> _WHAT YOU HAVE TO DO_
Lines from the beginning of the data through the line containing "- SysCallError: (-1, 'Unexpected EOF')" are to be copied exactly, with no other line included.

> _INFORMATION PROVIDED_
PR #1119, opened 2017-02-15
Re-add PyOpenSSL testing.

Lukasa:
This slipped through code review of #1103.


SethMichaelLarson:
Damn it. Sorry @Lukasa, this is what happens when I trust my tools more than use my brain to think about what's happening. I'll look over #1103 again for any other cases like this.

Lukasa:
Heh, no need to apologise. It's easily done, and importing just for side-effects is not generally a good practice.

haikuginger:
Thanks @Lukasa!

✨🍰✨

Issue #367, opened 2014-04-03
Differences between standard SSL and Pyopenssl (ZeroReturnError, SysCallError)


mthurman:
We use urllib3 via requests with pyopenssl so we can have SNI support in python 2.7.3.

Since we switched, we've noticed more errors from requests. Specifically:
- ZeroReturnError
- SysCallError: (104, 'Connection reset by peer')
- SysCallError: (-1, 'Unexpected EOF')

It seems like these should all be caught somehow in contrib/pyopenssl.py so at the requests level, we don't have to worry about pyopenssl being different than the standard ssl module.

Here's a few of the ideas I'm considering:
- in `fileobject.read`, everywhere we are catching `WantReadError` also catch `ZeroReturnError` and make sure that data is an empty string and continuing
- In `inject_into_urllib3`, setting `connection.BaseSSLError = OpenSSL.SSL.Error`

Based on my limited understanding of pyopenssl (and python's standard _ssl.c) I'm probably missing something in trying to unify these interfaces. If somebody with more familiarity with this stuff can point me in the right direction I can try to formalize this stuff into a pull request.

Here's a gist of how I started investigating the `ZeroReturnError` specifically: https://gist.github.com/mthurman/9963741
##

lukas-gitl:
Any progress on this?

SethMichaelLarson:
@lukas-gitl Considering it's been 3 years since this was originally reported it may be useful to open up a new issue and then link to this issue if you're experiencing this. :)

IvanLauLinTiong:
pyOpenSSL is deprecated and will be removed in future release version 2.x (https://github.com/urllib3/urllib3/issues/2691).

PR #1125, opened 2017-02-25
Wrap OpenSSL SysCallError on send as well as recv

patstew:
I was having a similar issue as described in #367, occasionally getting "SysCallError: (104, 'Connection reset by peer')" on sending through the requests library. As I understand it, it should be intercepted and wrapped here.


Lukasa:
This looks reasonable enough to me. It'd be nice to have a test for this, but we don't have a good framework for testing this module right now and I am not going to ask you to start one for this PR. 

Thanks! 👍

> _TASK OUTPUT_
PR #1119, opened 2017-02-15
Re-add PyOpenSSL testing.

Lukasa:
This slipped through code review of #1103.


SethMichaelLarson:
Damn it. Sorry @Lukasa, this is what happens when I trust my tools more than use my brain to think about what's happening. I'll look over #1103 again for any other cases like this.

Lukasa:
Heh, no need to apologise. It's easily done, and importing just for side-effects is not generally a good practice.

haikuginger:
Thanks @Lukasa!

✨🍰✨

Issue #367, opened 2014-04-03
Differences between standard SSL and Pyopenssl (ZeroReturnError, SysCallError)


mthurman:
We use urllib3 via requests with pyopenssl so we can have SNI support in python 2.7.3.

Since we switched, we've noticed more errors from requests. Specifically:
- ZeroReturnError
- SysCallError: (104, 'Connection reset by peer')
- SysCallError: (-1, 'Unexpected EOF')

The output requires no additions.